In the Time of COVID-19, Secondary Data Deserves More Time in the Spotlight

22/01/2021

Illustration: Cdd20/pixabay.

Natural observations and data collection have always played important roles in scientific research. Data collection in particular has been an important first step towards answering novel research questions and testing hypotheses – including in ecology, environmental conservation and allied fields. Data is useful to accurately visualise trends and inform decisions.

However, the COVID-19 pandemic has imposed multiple setbacks on the world, and continues to do so even as researchers struggle to cope. Early-career researchers and students were the worst hit, since many of us depend on primary data. PhD students and researchers lost precious data needed to conclude their theses and to meet project objectives, and undergraduate and graduate students are worried their lack of research experience may reflect badly on their future prospects.

Primary data is central to research – but the pandemic makes for a useful time to reflect on what secondary data enables us to do, especially in a time when we’re at risk of having no data at all. Primary data is data we obtain directly based on observations, experiments, etc. Secondary data is data obtained from sources that collected primary data and have organised it to be searchable, accessible, etc.

There are many ways to use secondary data in research. For example, it can feed literature reviews and meta-analyses, which are both important to distil patterns and information from scientific articles. It can also be used to develop conceptual models and test new statistical methods.

Fantastic secondary data and where to find them

Of course, secondary data can’t ultimate replace its primary counterpart in value – but it can help save time, resources and efforts required to collect primary data. Collecting data is often a time-consuming affair, and frequently requires high financial, human and social capital. With the COVID-19 pandemic still on, it has become riskier and more difficult to step out into the field as well.

In recent years, there has been a rise in citizen science projects in India; some examples include Big4mapping, Biodiversity Atlas India, eBird India, SeasonsWatch and Roadkills. While citizen-driven databases come with their own caveats, it’s possibile to produce good, important research working within these limitations (examples by eBird here). There are also secondary data platforms, like the Global Biodiversity Information Facility, the IUCN Red List, the US Geological Survey explorer and WorldClim, that lend themselves to research of a coarser variety and could even be free of cost. Then there are data repositories like Data Dryad, figshare and Zenodo, which allow users to use data from published studies. Data mining from the websites and social media platforms is also popular these days.

Long-term monitoring plots are another valuable source. In India, there are a few long-term forest monitoring programmes but they don’t sufficiently cover all landscapes. Under the Climate Change Action Programme of the Union environment ministry, the government has established ‘long-term ecological observatories’ in six landscapes. A few research institutes, universities and NGOs also have their own long-term monitoring sites. However, the data from these plots is not publicly accessible.

Another source of secondary data in India is the statistics and records maintained by ministries, departments and agencies of the Central and State government, which often requires taking prior permission to access the data. Websites like indiastats.com and data.gov.in host a lot of data from different ministries, departments, sectors and regions in India.

Working on secondary data is a challenge in itself and helps with developing important skills. By doing so, we strengthen our problem-solving skills but also get to work on management problems and tools and methods of analysis. However, undergraduate and postgraduate curricula don’t pay enough attention to them – probably because of the greater significance attached to primary data and a heightened awareness of the challenges in working with secondary data.

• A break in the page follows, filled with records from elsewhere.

PR #9806, opened 2023-03-08
docs: fix some api-extractor warnings

Lightning00Blade:


packages/puppeteer-core/src/api/ElementHandle.ts
```diff
@@ -799,7 +799,7 @@ export class ElementHandle<
 
   /**
    * This method scrolls element into view if needed, and then uses
-   * {@link Page.screenshot} to take a screenshot of the element.
+   * {@link Page.(screenshot:3) } to take a screenshot of the element.
```
Lightning00Blade, line 802: When linking methods with overload we need to specify the main method. They are processed in the order they are written so the last one is we usually want to use.

jrandolf-google (approved):

PR #9820, opened 2023-03-09
chore: fix esbuild problem

OrKoN:
It looks like for whatever reasons --ignore-scripts started to affect esbuild installation leading to errors. I think we should gracefully handle installation on a checkout that has no lib folder and use Puppeteer-specific env variables to skip the browser download whenever needed.


Lightning00Blade (approved):
Have/Should we action on this and open a issue with EsBuild/NPM ?

PR #9834, opened 2023-03-13
chore: add an ability to create a Firefox profile

OrKoN:
Drive-by: added WEBDRIVER_BIDI_WEBSOCKET_ENDPOINT_REGEX, not used yet

### DIFF
--- a/packages/browsers/src/browsers/firefox.ts
+++ b/packages/browsers/src/browsers/firefox.ts
@@ -14,11 +14,12 @@
  * limitations under the License.
  */
 
+import fs from 'fs';
 import path from 'path';
 
 import {httpRequest} from '../httpUtil.js';
 
-import {BrowserPlatform} from './types.js';
+import {BrowserPlatform, ProfileOptions} from './types.js';
 
 function archive(platform: BrowserPlatform, buildId: string): string {
   switch (platform) {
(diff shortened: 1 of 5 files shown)


packages/browsers/src/browsers/firefox.ts
```diff
@@ -88,3 +89,256 @@ export async function resolveBuildId(
     });
   });
 }
+
+export async function createProfile(
+  extraPrefs: {[x: string]: unknown},
```
Lightning00Blade: Let's use the `ProfileOptions` (I think we will need to put it in `types.ts`) type here either passing a single argument (destructing it) or with specific  key from said type.

packages/browsers/test/src/firefox-data.spec.ts
```diff
@@ -69,4 +72,29 @@ describe('Firefox', () => {
...
+
+    it('should create a profile', async () => {
+      await createProfile(
+        {
+          test: 1,
+        },
+        tmpDir
+      );
+      const text = fs.readFileSync(path.join(tmpDir, 'user.js'), 'utf-8');
+      assert.ok(text.includes(`user_pref("test", 1);`));
```
Lightning00Blade: Nit: Let's assert a single default is set correctly, so we can be sure that we don't just discard them when you set a custom one.

Lightning00Blade (approved):
LGTM + minor comments

PR #9844, opened 2023-03-14
feat: implement system channels for chrome in browsers

OrKoN:
it is a bit difficult to test the integration with system browsers (it would require installing them on CI) so I opted into testing only the path computation for now and relying on the launch tests to verify that the correct executable paths can be launched.

### DIFF
--- a/packages/browsers/src/CLI.ts
+++ b/packages/browsers/src/CLI.ts
@@ -19,10 +19,18 @@ import yargs from 'yargs';
 import {hideBin} from 'yargs/helpers';
 
 import {resolveBuildId} from './browsers/browsers.js';
-import {Browser, BrowserPlatform} from './browsers/types.js';
+import {
+  Browser,
+  BrowserPlatform,
+  ChromeReleaseChannel,
+} from './browsers/types.js';
 import {detectBrowserPlatform} from './detectPlatform.js';
 import {fetch} from './fetch.js';
-import {computeExecutablePath, launch} from './launcher.js';
+import {
+  computeExecutablePath,
+  computeSystemExecutablePath,
+  launch,
+} from './launcher.js';
 
 type InstallArgs = {
   browser: {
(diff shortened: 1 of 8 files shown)


packages/browsers/src/CLI.ts
```diff
@@ -135,15 +144,27 @@ export class CLI {
             desc: 'Whether to detach the child process.',
             default: false,
           });
+          yargs.option('system', {
+            type: 'boolean',
+            desc: 'Whether to search for a browser installed on the system instead of the cache folder.',
```
Lightning00Blade: Let's drop the `Whether to` here and it he command above.

packages/browsers/src/CLI.ts
```diff
@@ -135,15 +144,27 @@ export class CLI {
...
-          const executablePath = computeExecutablePath({
-            browser: args.browser.name,
-            buildId: args.browser.buildId,
-            cacheDir: args.path ?? this.#cachePath,
-            platform: args.platform,
-          });
+          const executablePath = args.system
+            ? computeSystemExecutablePath({
+                browser: args.browser.name,
+                // TODO: validation
```
Lightning00Blade: Do we need further validation? We already kind do validation when we go to the switch statement for `platform + channel`.

packages/browsers/test/src/chrome-data.spec.ts
```diff
@@ -69,4 +71,31 @@ describe('Chrome', () => {
       path.join('chrome-win', 'chrome.exe')
     );
   });
+
+  it('should resolve system executable path', () => {
+    process.env['PROGRAMFILES'] = 'C:\\ProgramFiles';
```
Lightning00Blade, line 76: Please clean this Global variable after use.

Lightning00Blade (approved):
LGTM + small comments

packages/browsers/src/CLI.ts
OrKoN: We will need to throw an error if a specific buildId is given or the `latest` which cannot be resolved on the system-wide browsers (updated the todo)

PR #9846, opened 2023-03-14
fix: add browsers entry point

OrKoN:
Adds main.ts that will be the entrypoint to the package API.


Lightning00Blade (approved):

Lightning00Blade:
A good first use case for this could be a change to `tools/check_availability.js` to use it.

Issue #12861, opened 2024-07-31
[Feature]: PUPPETEER_DOWNLOAD_BASE_URL should handle trailing slashes


paulmilbank:
### Feature description

While troubleshooting an older version of Puppeteer hanging while downloading Chrome, one of the suggestions was to set PUPPETEER_DOWNLOAD_BASE_URL to `https://storage.googleapis.com/chrome-for-testing-public/`
https://github.com/puppeteer/puppeteer/issues/12833

This led to a failure due to a 404. The constructed URL has a `//` in it. 
<img width="1143" alt="image" src="https://github.com/user-attachments/assets/f5e6a67f-51f8-465f-b895-799f3f48025a">

Setting PUPPETEER_DOWNLOAD_BASE_URL to `https://storage.googleapis.com/chrome-for-testing-public` did fix this. 

I thought it might be useful to normalise PUPPETEER_DOWNLOAD_BASE_URL to strip off trailing slashes as that is what the @puppeteer/browsers module expects.

PR #12862, opened 2024-07-31
fix: strip trailing slashes from downloadBaseUrl

paulmilbank:
feature

No, happy to do this, but unsure of the best place to add this

No, this shouldn't need a documentation update

**Summary**
https://github.com/puppeteer/puppeteer/issues/12861
I encountered an issue with the download url getting a 404 when setting `PUPPETEER_DOWNLOAD_BASE_URL` to `https://storage.googleapis.com/chrome-for-testing-public/` per a comment on an issue in the Puppeteer repo.
@puppeteer/browsers expects the url to not have a trailing `/`
I thought it might be useful to strip trailing slashes off so the URL is in the expected format.

no

**Other information**


paulmilbank:
This may be the wrong place to put this. I'm guessing that we want to retain the `string |  undefined` type and not coerce it to a string here so that the default baseUrl parameters in the browsers package take precedence. Possibly if this is useful, it should be implemented in the browsers package in the `resolveDownloadUrl` functions.

OrKoN (commented):
Thanks for the PR. Could you please run `npm run format`?

Lightning00Blade:
I am not sure if we should make this changes as `example.com/A/B//C` and `example.com//A/B/C` are both valid URLs.
And any URL with path that contains 2 slashes next to each other.
Internally we convert the string to `URL` object so that makes the verification process. 
Maybe a note on the documentation would be a better suited for this rather than changing the behavior.
@OrKoN WDYT?

OrKoN:
I think it makes sense. Let's leave it as is and document that we will append a value starting with `/` to the base URL.

Lightning00Blade:
Closing per last comment will keep track on the issue.

PR #12874, opened 2024-08-05
build: fix browser update roller

OrKoN:
push-to-fork does not support labels. We can only test it once there is a new version of Chrome.


OrKoN:
@Lightning00Blade PTAL

Lightning00Blade (approved):

PR #12895, opened 2024-08-06
docs: update main example

OrKoN:
And sync README description


Lightning00Blade (commented):
I am not sure about changing the example.

For me it's a little bit confusing.

OrKoN:
> I am not sure about changing the example.
> 
> For me it's a little bit confusing.

could you be more specific?

OrKoN:
Extracted description update to https://github.com/puppeteer/puppeteer/pull/12899

README.md
```diff
@@ -16,39 +16,58 @@
...
+const chrome = await puppeteer.launch({
+  browser: 'chrome',
+});
 
-// Navigate the page to a URL.
-await page.goto('https://developer.chrome.com/');
+// Launch Firefox.
+const firefox = await puppeteer.launch({
+  browser: 'firefox',
+});
```
matthiasrohmer, line 35: I wonder if we should make both use BiDi...? Can't decide what's the best message to send: you can do all the things equally in Firefox and Chrome using CDP and BiDi *or* look you can do the same things with the same protocol in both browsers.

I am leaning towards the later.

matthiasrohmer (approved):
Thanks for updating Alex! I think this is a good enough start for now - I'll start working on the homepage update next week and then think of probably 3 specific examples that highlight certain automations.

One thought, that's going nowhere: automating the visit to a site that's different in Firefox and Chrome could be fun, like whatismybrowser.com - but using a 3P site as an example is bad. And I am saying this as the person formerly being responsible for d.c.c's search and constantly wondering about the amount of queries for `automate beyond recorder` :)

Issue #12900, opened 2024-08-07
[Bug]: Postinstall script for downloading Chrome throws error when using Yarn P'n'P (Plug 'n' Play)


islazh:
### Minimal, reproducible example

```TypeScript
Please see `https://github.com/islazh/yarn-pnp-puppeteer-repro`. Make sure that there are no existing Chrome downloads in the Puppeteer cache.
```

### Background

We have been trying to use Yarn Plug 'n' Play to install dependencies including Puppeteer.

### Expectation

The postinstall script in Puppeteer downloads Chrome which is then used to run Puppeteer tests.

### Reality

An error is thrown because the path to `'puppeteer/internal/node/install.js'` cannot be resolved.
```
Skipping browser installation because the Puppeteer build is not available. Run npm install again after you have re-built Puppeteer.
```
This seems to happen because Yarn PnP "unplugs" Puppeteer during the postinstall - that is, it unzips the code in order to do the postinstall. However, Puppeteer seems to not be able to resolve its dependencies in PnP mode, so it cannot resolve @puppeteer/browsers. 

If I log out the error from `https://github.com/puppeteer/puppeteer/blob/main/packages/puppeteer/install.mjs`, I get this:
```
Error [ERR_MODULE_NOT_FOUND]: Cannot find package '@puppeteer/browsers' imported from /Users/isla.zhang/Projects/eddrp-participant/.yarn/unplugged/puppeteer-npm-22.15.0-fa225bdb63/node_modules/puppeteer/lib/esm/puppeteer/node/install.js
```

### Puppeteer version

22.15.0

### Node version

20.14.0

### Package manager

yarn

### Package manager version

4.2.2

### Operating system

Linux

OrKoN:
Puppeteer does relies on its dependent packages to download the browser during the installation (in postinstall hook). It does sound like it's the issue with yarn P'n'P? You can skip download during package installation (`PUPPETEER_SKIP_DOWNLOAD=true`) and use `npx puppeteer browsers install chrome` (or yarn's alternative for running package binaries) to download pinned browsers after yarn install. I don't think we care going to change the way we use dependencies during installation but perhaps yarn can support this scenario?

OrKoN:
@Lightning00Blade seems to have additional context on this issue

Lightning00Blade:
I also agree that this is most likely an issue with Yarn PnP.
[...]

PR #12904, opened 2024-08-07
fix: use CJS for Puppeteer CLI

Lightning00Blade:
Related to #12900 

While we set the `"type": "commonjs"` we should only use CJS in bin and  main.


OrKoN (approved):
we do generate a package.json with {"type": "module"} in the esm folder so it should probably work but the change LGTM

Issue #12917, opened 2024-08-08
[Bug]: Clean script can cause data loss with vendored Puppeteer


jgraham:
When we vendor Puppeteer tests into mozilla-central we don't include the `.git` directory because we don't need history, and having multiple nested repos causes problems.

However we recently had a data-loss issue where a Firefox engineer tried to run the puppeteer tests from their hg checkout of mozilla-central, which they had placed inside a git repo containing their config files, with ignore rules used to exclude their work from source control.

In this scenario running [`git clean -Xf`](https://github.com/puppeteer/puppeteer/blob/main/tools/clean.mjs#L13) is a *really* bad idea because it's going to delete whatever is ignored in that git repo, which in the reported case seemed to be most of the home directory.

The same concern also applies if you vendor Puppeteer into a git-based project; in this case anything that invokes the clean script is going to delete all ignored files (e.g. build artifacts, downloaded assets, whatever) from the parent repo.

I don't know exactly what problem the clean script needs to solve, but it seems like it should either have a specific list of directories to remove, rather than relying on the VCS config, or at least confirm that the root of the git checkout is as expected before performing VCS actions.

(We will also look at this on the mozilla-central side to see if we should change the way we're vendoring or invoking the tests, to avoid these problems).

OrKoN:
Do you run the clean script directly and not through the NPM script `npm run clean` defined Puppeteer?

jgraham:
I think it's just running `npm run test:firefox` c.f. https://searchfox.org/mozilla-central/source/remote/mach_commands.py#419-527

OrKoN:
The test commands do not run clean and when the clean is called there it looks like cwd is set correctly https://searchfox.org/mozilla-central/source/remote/mach_commands.py#751 The git clean command is called with args which is the list of files in the current cwd so generally it should not remove anything else.

OrKoN:
What's the git version that was in use? maybe older versions didn't support args?

OrKoN:
I think the mitigation is in place.

PR #12919, opened 2024-08-08
build: abort git clean if the git root is not puppeteer

Lightning00Blade:
Addresses https://github.com/puppeteer/puppeteer/issues/12917

When running though NPM the command will have a proper `cwd` to the selected package so the we will remove only things in Puppeteer. We only do this for individual packages so if people have things on the top level that will be kept around.

### DIFF
--- a/tools/clean.mjs
+++ b/tools/clean.mjs
@@ -18,10 +18,9 @@ const confirmation = new Promise((res, rej) => {
 });
 
 if (process.env.npm_command !== 'run-script') {
-  console.log(
-    'Running command outside from non Puppeteer directory may result in data loss'
-  );
+  console.log('Running command directly may result in data loss.');
   console.log('Ref: https://github.com/puppeteer/puppeteer/issues/12917');
+  console.log('Please use the provided npm scripts!');
   const rl = readline.createInterface({
     input: process.stdin,
     output: process.stdout,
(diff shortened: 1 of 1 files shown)


tools/clean.mjs
```diff
@@ -8,11 +8,48 @@
...
-    .join(' ')}`
-);
+let resolver;
+let rejector;
+const confirmation = new Promise((res, rej) => {
+  resolver = res;
+  rejector = rej;
+});
+
+if (process.env.npm_command !== 'run-script') {
```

Using secondary data for research

In India, scientific research still banks on primary data, and once researchers have completed each project, they often lock up the data and forget about it. As such, there is a lot of data that scientists can use to produce more results if only it was more widely available. Outside of India, but especially in the west, it is more common to share data (as long as its provenance is duly credited). There are also more doctoral theses that predominantly use data from long-term monitoring projects, governmental and non-governmental agencies, social media sites, etc.

Two reasons for this difference are the not insubstantial amount of mistrust among many scientists in India that they will not be duly credited, and the difficulty in accessing data from government agencies, universities and NGOs. A more fundamental reason for this could be the absence of a national repository or database, and a relevant policy plus institutional arrangements to facilitate data-sharing.

Ultimately, the pandemic has gifted us an opportunity to rethink and improve the way we conduct research – more so since there are likely to be more pandemics in future. So when we have the time, we ought to shift and transform our working styles, and use what we already have through collaborations and goodwill.

Sakshi Rana and Tanvi Gaur are research scholars with the Wildlife Institute of India.